PR #12973, opened 2023-11-14
fix error message for duplicate links

dimbleby:
Fixing an error message which is both misformatted and contains the wrong text.

Previously it said that only one crate in the tree should use `links ='linking-crate'`; now it says that only one crate should use `links = 'linked-library'`

### DIFF
--- a/src/cargo/core/resolver/errors.rs
+++ b/src/cargo/core/resolver/errors.rs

§ **What you will do**: Exactly as shown above, copy out the material.

§ **Solution below**:
PR #12973, opened 2023-11-14
fix error message for duplicate links

dimbleby:
Fixing an error message which is both misformatted and contains the wrong text.

Previously it said that only one crate in the tree should use `links ='linking-crate'`; now it says that only one crate should use `links = 'linked-library'`

### DIFF
--- a/src/cargo/core/resolver/errors.rs
+++ b/src/cargo/core/resolver/errors.rs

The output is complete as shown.